Church in Bedfordshire, England

All Saints Church, Turvey is a Grade I listed parish church in Turvey, Bedfordshire, England. The church originated in the Saxon period, and was largely rebuilt in the 13th century with later additions in the 14th and 15th centuries. It was extensively restored and the chancel rebuilt in the mid-19th century by the architect George Gilbert Scott, who rebuilt the chancel. There are surviving Saxon features in the nave and the tower.

==History==
All Saints Church has late Saxon origins and was built on the site of an earlier church. Saxon fabric survives in the nave and tower, including round window openings. The church was developed over several centuries. The nave and south aisle are largely 13th-century, with further work in the 14th century including the addition of the north arcade. In the 15th century the building was altered again, when a clerestory was added and the nave roof renewed. The south porch dates from the 13th century and its height was raised in the 15th century.

The church was extensively restored and extended eastwards between 1852 and 1854 by the architect George Gilbert Scott, who rebuilt the chancel and added associated structures.

==Architecture==

===Structure===
The church is built of stone, The plan consists of a nave, chancel, north and south aisles, a south porch, and a west tower. The lower parts of the tower and sections of the nave retain Saxon features. The nave is mainly 13th-century, with a north arcade added in the early 14th century. A clerestory was installed in the 15th century. The chancel was rebuilt in the mid-19th century during the restoration by Scott.

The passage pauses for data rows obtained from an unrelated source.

PR #66, opened 2026-09-05
Normalizable: chained normalizers (with: [...]), six new presets and Model.normalize(field, value)

VSN2015:
## Summary

Three things every real app ends up hand-rolling around `Normalizable`:

- **Chains** — `normalizable :name, with: %i[squish titleize]` / `[:strip, ->(v) { … }]`. Steps run left to right, each receiving the previous output; every entry is validated at class load (`with: []`, an unknown preset or a quoted preset name inside the Array all raise).
- **Six new presets** — `:strip` (alias of `:whitespace`), `:capitalize`, `:titleize`, `:parameterize`, `:nullify_blank` (`""`/whitespace-only → `nil`, content untouched — the missing counterpart to "nil is never coerced") and `:url` (strip, default the scheme to `https://`, lowercase scheme + host, keep path/query as typed). `:url` is deliberately conservative: `localhost:3000/admin` is host:port and gets `https://`, `mailto:` is left alone, and anything that doesn't parse as a URI comes back stripped but unchanged so `validates :website, format:` can reject it.
- **`Model.normalize(field, value)`** — the same rule outside a record, so lookups and params canonicalise the way the DB does: `User.find_by(email: User.normalize(:email, params[:email]))`. `nil` returns `nil`; an undeclared field raises naming the declared ones. (Named `normalize` rather than Rails 7.1's `normalize_value_for` to avoid shadowing the built-in on 7.1+.)

No behaviour change for existing declarations; the header comment, README table and docs page are updated.

## Changelog entry

```
### Added
- **Normalizable**: `with:` accepts an Array of presets/callables applied left to right
  (`%i[squish titleize]`), validated at class load. New presets `:strip`, `:capitalize`,
  `:titleize`, `:parameterize`, `:nullify_blank` (blank → nil) and `:url` (strip, default
  `https://`, lowercase scheme + host, path/query untouched; unparseable input passes through
  stripped). `Model.normalize(field, value)` applies a field's rule to a bare value for lookups
  and params (nil → nil; undeclared field raises).
```

## Test plan

- [x] `spec/concerns/models/normalizable_spec.rb` — 6 new examples: Array chain (presets + lambda), `:nullify_blank` on `""`/`"   "`/content, `:parameterize`/`:capitalize`/`:titleize`, `:url` (schemeless host+path, uppercase scheme/host with port and query, `mailto:`, `localhost:3000`, garbage, blank), `Model.normalize` (Symbol/String field, nil, undeclared error), class-load validation of Array entries.
- [x] Full suite: 1263 examples, 0 failures. RuboCop clean.
- [x] README "Normalizable" section (chain + `:url` + lookup example, presets table) and `docs/concerns/normalizable.md` (option row, presets table, `normalize` method, gotchas for chains/`:url`/name shadowing).

### DIFF
--- a/lib/concerns_on_rails/models/normalizable.rb
+++ b/lib/concerns_on_rails/models/normalizable.rb
@@ -1,4 +1,9 @@
 require "active_support/concern"
+# The presets call String#squish / #titleize / #parameterize, which are
+# core_ext, not part of active_support/concern. Each concern file requires
+# what it uses so a direct require of this file still works.
+require "active_support/core_ext/string/filters"
+require "active_support/core_ext/string/inflections"
 require "uri"
 require "concerns_on_rails/support/column_guard"
 
--- a/lib/concerns_on_rails/models/normalizable.rb
+++ b/lib/concerns_on_rails/models/normalizable.rb
@@ -1,14 +1,44 @@
 require "active_support/concern"
+require "uri"
 require "concerns_on_rails/support/column_guard"
 
 module ConcernsOnRails
   module Models
     # Declarative attribute normalization that runs in before_validation.
     #
+    #   normalizable :email,   with: :email                     # one preset
+    #   normalizable :name,    with: %i[squish titleize]        # a chain, applied left to right
+    #   normalizable :bio,     with: %i[squish nullify_blank]   # "" / "   " -> nil
+    #   normalizable :website, with: :url                       # "Example.COM/x" -> "https://example.com/x"
+    #   normalizable :slug,    with: ->(v) { v.to_s.parameterize }
+    #
+    #   User.normalize(:email, params[:email])   # the same rule, outside a record — for lookups
+    #
     # On Rails 7.1+ you may prefer the framework-native `normalizes` macro for
     # new code; this concern provides the same ergonomics on Rails 5.0–7.0.
     module Normalizable
       extend ActiveSupport::Concern
+
+      LABEL = "ConcernsOnRails::Models::Normalizable".freeze
+      # "scheme:" — but a colon followed by a digit is a port ("localhost:3000"),
+      # not a scheme, so those still get https:// prepended.
+      URL_SCHEME = /\A[a-z][a-z0-9+.-]*:(?!\d)/i
+
+      # `:url` — strip, default the scheme to https://, lowercase the scheme and
+      # host (the case-insensitive parts) and leave path/query alone. Input that
+      # doesn't parse as a URI comes back stripped but otherwise untouched, so a
+      # format validator can still reject it.
+      def self.normalize_url(value)
+        stripped = value.strip
+        return stripped if stripped.empty?
+
+        uri = URI.parse(stripped.match?(URL_SCHEME) ? stripped : "https://#{stripped}")
+        uri.scheme = uri.scheme.downcase
+        uri.host = uri.host.downcase if uri.host
+        uri.to_s
+      rescue URI::InvalidURIError, URI::InvalidComponentError
+        stripped
+      end
 
       # Built-in normalization presets. Each is string-safe — non-string values
       # pass through unchanged so callers don't have to guard themselves.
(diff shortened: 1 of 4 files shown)


lib/concerns_on_rails/models/normalizable.rb
```diff
@@ -1,24 +1,60 @@
...
+
+      # `:url` — strip, default the scheme to https://, lowercase the scheme and
+      # host (the case-insensitive parts) and leave path/query alone. Input that
+      # doesn't parse as a URI comes back stripped but otherwise untouched, so a
+      # format validator can still reject it.
+      def self.normalize_url(value)
+        stripped = value.strip
+        return stripped if stripped.empty?
+
+        uri = URI.parse(stripped.match?(URL_SCHEME) ? stripped : "https://#{stripped}")
```
VSN2015, line 35: Executing normalizers sequentially via left-to-right reduction cleanly models data pipelines (e.g. `[:strip, :downcase]`).

lib/concerns_on_rails/models/normalizable.rb
```diff
@@ -29,35 +65,57 @@ module Normalizable
...
+        #   normalizable :name, with: %i[squish titleize]
         #   normalizable :slug, with: ->(v) { v.to_s.parameterize }
         def normalizable(*fields, with:)
-          raise ArgumentError, "ConcernsOnRails::Models::Normalizable: at least one field is required" if fields.empty?
+          raise ArgumentError, "#{LABEL}: at least one field is required" if fields.empty?
 
           normalizer = resolve_normalizer(with)
-          ensure_columns!("ConcernsOnRails::Models::Normalizable", fields)
+          ensure_columns!(LABEL, fields)
           self.normalizable_rules = normalizable_rules.merge(fields.to_h { |f| [f.to_sym, normalizer] })
```
VSN2015, line 80: Exposing `Model.normalize(field, value)` as a public class method is useful for normalizing query params prior to lookup queries.

VSN2015 (commented):
LGTM! Chained normalizers with pipeline semantics (`with: [...]`) and exposing `Model.normalize(field, value)` make Normalizable versatile for both automated model hooks and explicit ad-hoc data scrubbing.

VSN2015:

```
# PR #66 Normalizable — VERDICT: MERGE-AFTER-FIX (1 CRITICAL)
Verified clean: Model.normalize and apply_normalizations call the SAME normalizer object
(9 inputs, agree in every case); chain links nil-safe; no collision with AR's `normalizes`.
1. [CRITICAL] normalizable.rb:59 (:titleize) + README + docs:57 — :titleize is
   Inflector.titleize = humanize(underscore(v)), which REWRITES AND DELETES characters; it is
   NOT "each word capitalised"/"the String method of the same name" as both docs claim, and it
   runs in before_validation so the original is GONE. Measured on AS 7.1.6:
   "Jean-Luc Picard" -> "Jean Luc Picard"; "McDonald O'Brien" -> "Mc Donald O'brien";
   "iPhone case" -> "I Phone Case"; "DVD player" -> "Dvd Player";
   and ANY value ending in _id LOSES THE SUFFIX: "customer_id" -> "Customer".
   The PR makes `normalizable :display_name, with: %i[squish titleize]` the HEADLINE example —
   recommending it for exactly the human-name data it corrupts — and the only spec
   ("  alice   SMITH " -> "Alice Smith") is the one shape that hides all of it.
   FIX: real word-capitalizer `->(v) { v.is_a?(String) ? v.gsub(/[[:alpha:]]+/) { |w|
   w.capitalize } : v }`, or drop the preset.
2. [IMPORTANT] normalizable.rb:42 — `uri.host = uri.host.downcase` WIPES USERINFO on uri >= 1.1
   (host= ends with set_userinfo(nil)) but not on Ruby 3.2's bundled uri 0.12.1, so the same
   input yields different stored values per Ruby: "https://user:PASS@Example.com/x" keeps
   credentials on 0.12.1, DROPS them on 1.1.1 (URL now points elsewhere). Also drops default
   ports, so docs:172's "only touches scheme and host" is false either way.
3. [IMPORTANT] normalizable.rb:30,40 + docs:172 — :url accepts ANY scheme, so
   "javascript:alert(1)" and "data:text/html;base64,..." pass through blessed as normalized;
   the doc's recommended mitigation (URI::DEFAULT_PARSER.make_regexp with no argument) was
   VERIFIED to full-match javascript:alert(1) — stored XSS via link_to.
   Also "tel:14155551234" -> "https://tel:14155551234"; ".." -> "https://.."; "0:" ->
   "https://0". FIX: http/https allowlist + correct the doc to make_regexp(%w[http https]).
```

The tower rises in stages, with work of the 13th and 15th centuries, and is topped by a parapet and pyramid roof added in the 19th century. The west doorway retains 13th-century ironwork attributed to a local craftsman, sometimes identified as John of Leighton.

===Interior===
The interior retains features from several periods. The nave has arcades separating it from the aisles, and the roof, dating from the 15th century, is decorated with carved bosses and figures of angels. High in the nave walls are blocked openings from earlier phases of the building, including Saxon windows.

The south aisle includes a Lady Chapel at its eastern end. A wall painting of the Crucifixion, dating from the 13th or early 14th century, survives and was uncovered during 19th-century restoration work. The chapel also contains a rare set of trefoiled sedilia, with three seats for the priest, deacon, and sub-deacon, and a smaller piscina for washing sacred vessels.

===Furnishings, fittings and monuments===
The church contains a number of historic fittings, including a late Norman font dating from about 1200. The interior also retains choir stalls and other furnishings from later periods, along with a 19th-century bier used for funerals.

There is an extensive collection of monuments, particularly to the Mordaunt family, who were associated with Turvey for several centuries. The earliest is a tomb chest to Sir John Mordaunt (died 1506) in the south aisle. Other notable monuments include that of John, 1st Baron Mordaunt (died 1560), an elaborate, two-tiered monument with alabaster effigies and classical detailing, and later monuments to successive members of the family, including those dated 1571 and 1601.

===Glass===
The church contains mainly Victorian stained glass, much of it installed during the 19th-century restoration. The windows include both figurative and patterned designs, with different schemes used in the chancel, aisles, and Lady Chapel.